Collected data entries:
PR #52, opened 2019-03-15
Add  dynamic framework to BuckSample

qyang-nj:
This PR unlocks the ability of adding dynamic frameworks which can be shared between bundles (App, Extension or Framework). It works in Buck CLI and generated workspace.

A shared module named `SwiftShared` is added and imported into `ExampleApp` and `ExampleMessageExtension`. 

The bare bone of the BUCK rules look like this:

- The BUCK file for `SwiftShared`:
``` python
apple_library(
    name = "SwiftShared",
    # Setting preferred_linkage to shared makes this a dylib. 
    preferred_linkage = "shared",
    # Set the install_name so consumers of this dylib know where to find it.
    linker_flags = ["-Wl,-install_name,@rpath/%s.framework/%s" % (name, name)],
    configs = { "Debug": {
        # Make this a dylib in Xcode
        "MACH_O_TYPE": "mh_dylib",
    }},
)

apple_bundle(
    name = "SwiftSharedFramework",
    # Specifying the the flavor "shared" makes this a dynamic framework
    binary = ":SwiftShared#shared",
    extension = "framework",
)
```
- The BUCK file for the app:
``` python
apple_binary(
    name = "ExampleAppBinary",
    # The app binary depends on the library
    deps = [
         ":SwiftShared",
    ],
)

apple_bundle(
    name = "ExampleApp",
    binary = ":ExampleAppBinary",
    extension = "app",
    # the app bundle depends on the framework
    deps = [":SwiftSharedFramework"],
)
```
A library is a file where binary code lives, while a framework is a directory (bundle) containing a library and some resources. `ExampleAppBinary` depends on `SwiftShared` library because the binary needs to know where the actual code is, and the dependency from `ExmapleApp` bundle to `SwiftSharedFramework` simply copies the framework to app bundle (`ExmapleApp.app`). That being said, an extension only needs to depend on the library to compile, not the framework, since the main app bundle is the one who copies over the framework.

## Verification
* binary from Buck CLI build has undefined symbols from `SwiftShared`
image

* binary from Xcode build has undefined symbols from `SwiftShared`
image

### DIFF
--- a/App/BUCK
+++ b/App/BUCK
@@ -75,9 +75,6 @@ apple_library(
     ]
     + first_party_library_dependencies
     + build_phase_scripts,
-    # The library doesn't necessarily need to depend on frameworks for Buck CLI.
-    # It's a hack to make generated project link to the frameworks.
-    + first_party_frameworks,
 )
 
 apple_binary(
--- a/App/BUCK
+++ b/App/BUCK
@@ -1,6 +1,5 @@
 load("//Config:configs.bzl", "app_binary_configs", "library_configs", "watch_binary_configs", "message_binary_configs", "pretty", "info_plist_substitutions", "bundle_identifier", "DEVELOPMENT_LANGUAGE")
 load("//Config:buck_rule_macros.bzl", "apple_lib", "apple_test_lib", "apple_test_all")
-load("//Config:frameworks.bzl", "first_party_frameworks")
 
 apple_asset_catalog(
     name = "ExampleAppAssets",
@@ -75,9 +74,6 @@ apple_library(
     ]
     + first_party_library_dependencies
     + build_phase_scripts
-    # The library doesn't necessarily need to depend on frameworks for Buck CLI.
-    # It's a hack to make generated project link to the frameworks.
-    + first_party_frameworks,
 )
 
 apple_binary(
@@ -121,8 +117,11 @@ xcode_postbuild_script(
 apple_test_all(
     name = "ExampleAppCITests",
     libraries = first_party_library_dependencies,
-    additional_tests = app_tests + first_party_frameworks,
+    additional_tests = app_tests,
     prebuilt_frameworks = prebuilt_frameworks,
+    deps = [
+        "//Libraries/SwiftShared:SwiftSharedFramework",
+    ],
 )
 
 xcode_workspace_config(
@@ -150,7 +149,9 @@ apple_bundle(
     product_name = "ExampleApp",
     info_plist = "Info.plist",
     info_plist_substitutions = info_plist_substitutions("ExampleApp"),
-    deps = first_party_frameworks + [
+    deps = [
+        "//Libraries/SwiftShared:SwiftSharedFramework",
+    ] + [
         # For "#watch", https://buckbuild.com/rule/apple_bundle.html#deps
         ":ExampleWatchApp#watch",
         ":ExampleMessageExtension",
--- a/App/BUCK
+++ b/App/BUCK
@@ -312,6 +312,7 @@ apple_test_lib(
     ]),
     deps = [
         ":ExampleAppLibrary",
+        "//Libraries/SwiftShared:SwiftSharedFramework",
     ]
     + prebuilt_frameworks,
 )
--- a/App/BUCK
+++ b/App/BUCK
@@ -74,7 +74,10 @@ apple_library(
         "//App/Resources:StoryboardResources",
     ]
     + first_party_library_dependencies
-    + build_phase_scripts,
+    + build_phase_scripts
+    # The library doesn't necessarily need to depend on frameworks for Buck CLI.
+    # It's a hack to make generated project link to the frameworks.
+    + first_party_frameworks,
 )
 
 apple_binary(
@@ -271,9 +274,7 @@ apple_binary(
 
     deps = [
         "//Libraries/SwiftShared:SwiftShared",
-    ]
-    # See ":ExampleApp" for why this need to depend on frameworks.
-    + first_party_frameworks
+    ],
 )
 
 apple_bundle(
--- a/App/BUCK
+++ b/App/BUCK
@@ -1,5 +1,6 @@
 load("//Config:configs.bzl", "app_binary_configs", "library_configs", "watch_binary_configs", "message_binary_configs", "pretty", "info_plist_substitutions", "bundle_identifier", "DEVELOPMENT_LANGUAGE")
 load("//Config:buck_rule_macros.bzl", "apple_lib", "apple_test_lib", "apple_test_all")
+load("//Config:frameworks.bzl", "first_party_frameworks")
 
 apple_asset_catalog(
     name = "ExampleAppAssets",
@@ -31,6 +32,7 @@ first_party_library_dependencies = [
     "//Libraries/SwiftWithMLModel:SwiftWithMLModel",
     "//Libraries/SwiftWithPrecompiledDependency:SwiftWithPrecompiledDependency",
     "//Libraries/YetAnotherSwiftModule:YetAnotherSwiftModule",
+    "//Libraries/SwiftShared:SwiftShared",
 ]
 
 prebuilt_frameworks = [
@@ -73,6 +75,9 @@ apple_library(
     ]
     + first_party_library_dependencies
     + build_phase_scripts,
+    # The library doesn't necessarily need to depend on frameworks for Buck CLI.
+    # It's a hack to make generated project link to the frameworks.
+    + first_party_frameworks,
 )
 
 apple_binary(
@@ -116,7 +121,7 @@ xcode_postbuild_script(
 apple_test_all(
     name = "ExampleAppCITests",
     libraries = first_party_library_dependencies,
-    additional_tests = app_tests,
+    additional_tests = app_tests + first_party_frameworks,
     prebuilt_frameworks = prebuilt_frameworks,
 )
 
@@ -145,10 +150,10 @@ apple_bundle(
     product_name = "ExampleApp",
     info_plist = "Info.plist",
     info_plist_substitutions = info_plist_substitutions("ExampleApp"),
-    deps = [
+    deps = first_party_frameworks + [
         # For "#watch", https://buckbuild.com/rule/apple_bundle.html#deps
         ":ExampleWatchApp#watch",
-        ":ExampleMessageExtension"
+        ":ExampleMessageExtension",
     ]
     + prebuilt_frameworks,
 )
@@ -266,6 +271,12 @@ apple_binary(
         "-Xlinker",
         "@executable_path/../../Frameworks",
     ],
+
+    deps = [
+        "//Libraries/SwiftShared:SwiftShared",
+    ]
+    # See ":ExampleApp" for why this need to depend on frameworks.
+    + first_party_frameworks
 )
 
 apple_bundle(
--- a/Config/buck_rule_macros.bzl
+++ b/Config/buck_rule_macros.bzl
@@ -86,13 +86,14 @@ def apple_test_all(
         libraries = [],
         additional_tests = [],
         prebuilt_frameworks = [],
+        deps = [],
         **kwargs):
     ci_test_libraries = []
     for library in libraries:
         ci_test_libraries.append(ci_test_name(test_name(library)))
 
     apple_test_lib(
-        deps = ci_test_libraries + additional_tests + prebuilt_frameworks,
+        deps = ci_test_libraries + additional_tests + prebuilt_frameworks + deps,
         bundle_for_ci = False,
         **kwargs
     )
--- a/Config/buck_rule_macros.bzl
+++ b/Config/buck_rule_macros.bzl
@@ -1,4 +1,4 @@
-load("//Config:configs.bzl", "test_configs", "library_configs", "pod_library_configs", "DEVELOPMENT_LANGUAGE")
+load("//Config:configs.bzl", "test_configs", "library_configs", "framework_configs", "pod_library_configs", "DEVELOPMENT_LANGUAGE")
 
 # This is just a regular lib that was warnings not set to error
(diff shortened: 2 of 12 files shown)


Libraries/SwiftShared/BUCK
```diff
@@ -0,0 +1,3 @@
+load("//Config:buck_rule_macros.bzl", "first_party_framework")
+
+first_party_framework("SwiftShared")
```
bachand: Let's add a trailing newline for good measure.

Libraries/SwiftShared/Tests/SwiftSharedTests.swift
```diff
@@ -0,0 +1,7 @@
+import XCTest
+
+@testable import SwiftShared
+
+final class SwiftSharedTests: XCTestCase {
+
+}
```
bachand: Let's add a simple test here to prove that it can execute successfully in a test.

Config/configs.bzl
```diff
@@ -57,6 +57,21 @@ def binary_configs(name):
     }
     return configs
 
+def framework_configs(name):
+    framework_specific_config = {
+        "PRODUCT_BUNDLE_IDENTIFIER": bundle_identifier(name),
+        # Not sure why, but either adding this or removing -whole-module-optimization can make it compile
+        "SWIFT_COMPILATION_MODE": "wholemodule",
+        # Setting to NO allows us not to create a header file manually
```
bachand: I don't follow this comment. I am not sure what "manually" means.

Config/configs.bzl
```diff
@@ -57,6 +57,21 @@ def binary_configs(name):
     }
     return configs
 
+def framework_configs(name):
+    framework_specific_config = {
+        "PRODUCT_BUNDLE_IDENTIFIER": bundle_identifier(name),
+        # Not sure why, but either adding this or removing -whole-module-optimization can make it compile
+        "SWIFT_COMPILATION_MODE": "wholemodule",
```
bachand: I know we found this be the case elsewhere. Is it definitely the case here too?

Config/buck_rule_macros.bzl
```diff
@@ -201,6 +206,41 @@ def first_party_library(
         deps = [":" + name] + test_deps,
         **kwargs)
 
+# Use this macro to declare first-party frameworks which can be shared between bundles.
```
bachand: Let's use the word "dynamic" since a framework can be static or dynamic. I realize the "shared between bundles" should make that clear, but seems like it can't hurt to be more clear.

Config/buck_rule_macros.bzl
```diff
@@ -201,6 +206,41 @@ def first_party_library(
...
+# This macro is similar to first_party_library.
+# We should support more parameters in the future to accommodate different requirements.
+# - parameter name: The name of the apple_library created for the code in the Sources/ directory. The name will become the module name.
+def first_party_framework(name):
```
bachand: What do you think of calling this `first_party_dylib` since a framework can technically be static or dynamic?

App/BUCK
```diff
@@ -102,7 +103,8 @@ apple_bundle(
     deps = [
         # For "#watch", https://buckbuild.com/rule/apple_bundle.html#deps
         ":ExampleWatchApp#watch",
-        ":ExampleMessageExtension"
+        ":ExampleMessageExtension",
+        "//Libraries/SwiftShared:SwiftSharedFramework",
```
bachand: Can you help me understand why the `ExampleApp` library needs to depend on `//Libraries/SwiftShared:SwiftShared`, and the `ExampleAppBundle` needs to depend on `//Libraries/SwiftShared:SwiftSharedFramework`? Is this so that the framework gets embedded?

I'm confused why `ExampleMessageExtension` doesn't need to depend on `//Libraries/SwiftShared:SwiftSharedFramework`.

bachand (commented):
😮 

I had a few comments but overall this is looking great.

It seems like `first_party_framework` is much simpler than what you wrote out in the PR message. Is the PR message outdated?

Libraries/SwiftShared/Tests/SwiftSharedTests.swift
dfed: Might be good to have that test access a resource in the shared bundle. I can pair with you on this on Monday if you'd like 🙂

bachand: This is a great idea

qyang-nj:
I looked more closely to the output and found that the binary of generated project still links to a static library, although the framework is copied in the main app bundle.

I used `otool` to examine what dylibs are linked to the binary. The binary of Buck CLI build does link to `@rpath/SwiftShared.framework/SwiftShared`, while the binary of generated project does not.

image
(The screenshot of Buck CLI build. The binary of generated project doesn't have the highlighted line. )

Then I looked at the build phases. `SwiftShared` is built into both static library and framework. 😱
image

App/BUCK
qyang-nj: Answered in the PR description

Config/buck_rule_macros.bzl
qyang-nj: I think `framework` is more appropriate, since frameworks can contain libraries and resources. Also, I think we can just add another parameter to make this support static framework.  `binary = ":SwiftShared#static"`

Config/configs.bzl
qyang-nj: Nope. Removed.

Config/configs.bzl
qyang-nj: Never mind. This setting is not necessary.

Libraries/SwiftShared/Tests/SwiftSharedTests.swift
qyang-nj: Test case is added

Config/buck_rule_macros.bzl
bachand: Yeah, maybe we can just add a parameter to specify the link style.

App/BUCK
bachand: The new PR description is great. Thanks!

bachand (approved):

bachand:
Great work @qyang-nj and @dfed

Config/frameworks.bzl
```diff
@@ -0,0 +1,5 @@
+# This file contains all first party frameworks
+
+first_party_frameworks = [
+    "//Libraries/SwiftShared:SwiftSharedFramework",
+]
```
dfed: nit: newline at end of file

App/Tests/BUCK
```diff
@@ -1,13 +1,13 @@
...
+load("//Config:frameworks.bzl", "first_party_frameworks")
 
 apple_test_lib(
     name = "Tests",
     srcs = glob([
         "*.swift",
     ]),
     info_plist = "Info.plist",
-    deps = [
+    deps = first_party_frameworks + [
```
dfed: 🙏 thanks for cleaning this up!

App/BUCK
```diff
@@ -46,7 +48,10 @@ apple_library(
         "//Pods:CryptoSwift",
         ":ExampleAppResource",
         ":ExampleAppAssets",
-    ] + first_party_library_dependencies,
+    ] + first_party_library_dependencies
+    # The library doesn't necessarily need to depend on frameworks for Buck CLI.
+    # It's a hack to make generated project link to the frameworks.
```
dfed: Great comment 😄

Config/buck_rule_macros.bzl
```diff
@@ -15,6 +15,15 @@ def ci_test_name(name):
 
 DEFAULT_SWIFT_VERSION = "4.0"
 
+def shared_plist_info_substitutions(name):
+    substitutions = {
+        "CURRENT_PROJECT_VERSION": "1",
+        "DEVELOPMENT_LANGUAGE": "en-us",
```
dfed: at some point we should make `DEVELOPMENT_LANGUAGE` a constant. Another time though

Config/buck_rule_macros.bzl
```diff
@@ -201,6 +206,63 @@ def first_party_library(
...
+# This macro is similar to first_party_library, and we can support more parameters in the future.
+# - parameter name: The name of the apple_library created for the code in the Sources/ directory. The name will become the module name.
+# - parameter exported_headers: The public headers for the library
+def first_party_framework(
+        name,
+        exported_headers = [],
+        deps = [],
+        has_resource = False,
+        resource_files = None):
+    framework_name = "%sFramework" % name
```
dfed: Should we make a `framework_name` method like ewe do with `test_name`?

Config/buck_rule_macros.bzl
```diff
@@ -201,6 +206,63 @@ def first_party_library(
...
+        visibility = ["PUBLIC"],
+    )
+
+    apple_test_lib(
+        name = lib_test_name,
+        srcs = native.glob(["Tests/**/*.swift"]),
+        info_plist = "Tests/Info.plist",
+        deps = [
+            ":" + name,
+            ":" + name + "Framework"],
```
dfed: nit: `],` should be on its own line

Libraries/SwiftShared/BUCK
```diff
@@ -0,0 +1,8 @@
+load("//Config:buck_rule_macros.bzl", "first_party_framework")
+
+first_party_framework(
+    name = "SwiftShared",
+    exported_headers = glob(["Sources/**/*.h"]),
```
dfed: Do we need this line? Also, do we need a `SwiftShared.h`?

qyang-nj: We don't need that in this sample, but it mimics the situation in Airbnb code.

Config/buck_rule_macros.bzl
qyang-nj: I'd prefer to keep this way for now until we need to share this method.

bachand:
> We made the app binary (`//App:ExampleApp`) depends on both the `SwitfShared` and `SwfitSharedFramework`. As previously stated, depending on `SwiftSharedFramework` isn't necessary for Buck CLI, but it makes generated project links to the framework. Now, generated project links to both a static library (`libSwiftShared.a`) and a dynamic framework (`SwfitShared.framework`). Based on observation, the dynamic linking overrides the static linking, which makes generated project behaves the same way as Buck CLI build.

I am not sure that the overriding is happening properly. I actually think the code is being duplicated.

The only type in `SwiftShared` is `PublicSharedClass`. I wanted to verify that this type only appears in the `SwiftShared.framework` binary and not the main binary.

I first ran `nm` on the `SwiftShared` binary to see what the mangled names of these types are.

I ran `nm` on both the `ExampleApp` binary and the `SwiftShared` binary in the `SwiftShared.framework`.



They look like this in my build:

```
00000000000018a0 T _$S11SwiftShared06PublicB5ClassC16readFromResourceSSyF
00000000000017e0 T _$S11SwiftShared06PublicB5ClassCACycfC
0000000000001880 T _$S11SwiftShared06PublicB5ClassCACycfc
0000000000001f8c s _$S11SwiftShared06PublicB5ClassCMF
0000000000002210 b _$S11SwiftShared06PublicB5ClassCML
0000000000001830 T _$S11SwiftShared06PublicB5ClassCMa
00000000000021a0 d _$S11SwiftShared06PublicB5ClassCMf
0000000000002178 D _$S11SwiftShared06PublicB5ClassCMm
0000000000001f44 S _$S11SwiftShared06PublicB5ClassCMn
00000000000021b0 D _$S11SwiftShared06PublicB5ClassCN
0000000000001d60 T _$S11SwiftShared06PublicB5ClassCfD
0000000000001d40 T _$S11SwiftShared06PublicB5ClassCfd
0000000000001f1c s _$S11SwiftSharedMXM
```

I then `grep`'ed for those names in the `ExampleApp` binary, and they appear.
Screen Shot 2019-03-19 at 6 04 48 PM


This indicates that the code is being duplicated, which would make sense since we still see the main app linking to `libSwiftShared.a` in Xcode.

Screen Shot 2019-03-19 at 6 05 42 PM

bachand:
It seems like these symbols are being duplicated in a Buck CLI build as well.

I built the project with `make build`.

|  `ExampleApp` binary | `SwiftShared` binary |
| -------- | -------- |
| Screen Shot 2019-03-19 at 7 13 03 PM | Screen Shot 2019-03-19 at 7 11 35 PM |

qyang-nj:
Buck CLI build is expected. The `U` means undefined, which will be linked at runtime.

bachand:
@qyang-nj and I learned that https://github.com/airbnb/BuckSample/pull/53 caused the code duplication described in https://github.com/airbnb/BuckSample/pull/52#issuecomment-474643614

qyang-nj:
@bachand This PR should be working for both Buck CLI and generated Xcode project. I'd like you to take a closer look and validate it.

Config/buck_rule_macros.bzl
```diff
@@ -217,6 +219,71 @@ def first_party_library(
...
 
+# Use this macro to declare first-party frameworks (dylib and resource) which can be shared between bundles.
+# This macro is similar to first_party_library, and we can support more parameters in the future.
+# - parameter name: The name of the apple_library created for the code in the Sources/ directory. The name will become the module name.
+# - parameter exported_headers: The public headers for the library
+def first_party_framework(
+        name,
+        exported_headers = [],
+        deps = [],
+        has_resource = False,
```
jongsu253: Can we omit this line? 🤔

qyang-nj: Sure, if you don't have any resources.

jongsu253: I mean the code seems redundant, so, can we remove it? 😃

shepting (approved):

dfed:
Looking through open PRs where I'm tagged: should we close this?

Directions
With "glob" as the string to find, copy every line of the records that holds it.

Response for this exercise
     srcs = glob([
+        srcs = native.glob(["Tests/**/*.swift"]),
+    exported_headers = glob(["Sources/**/*.h"]),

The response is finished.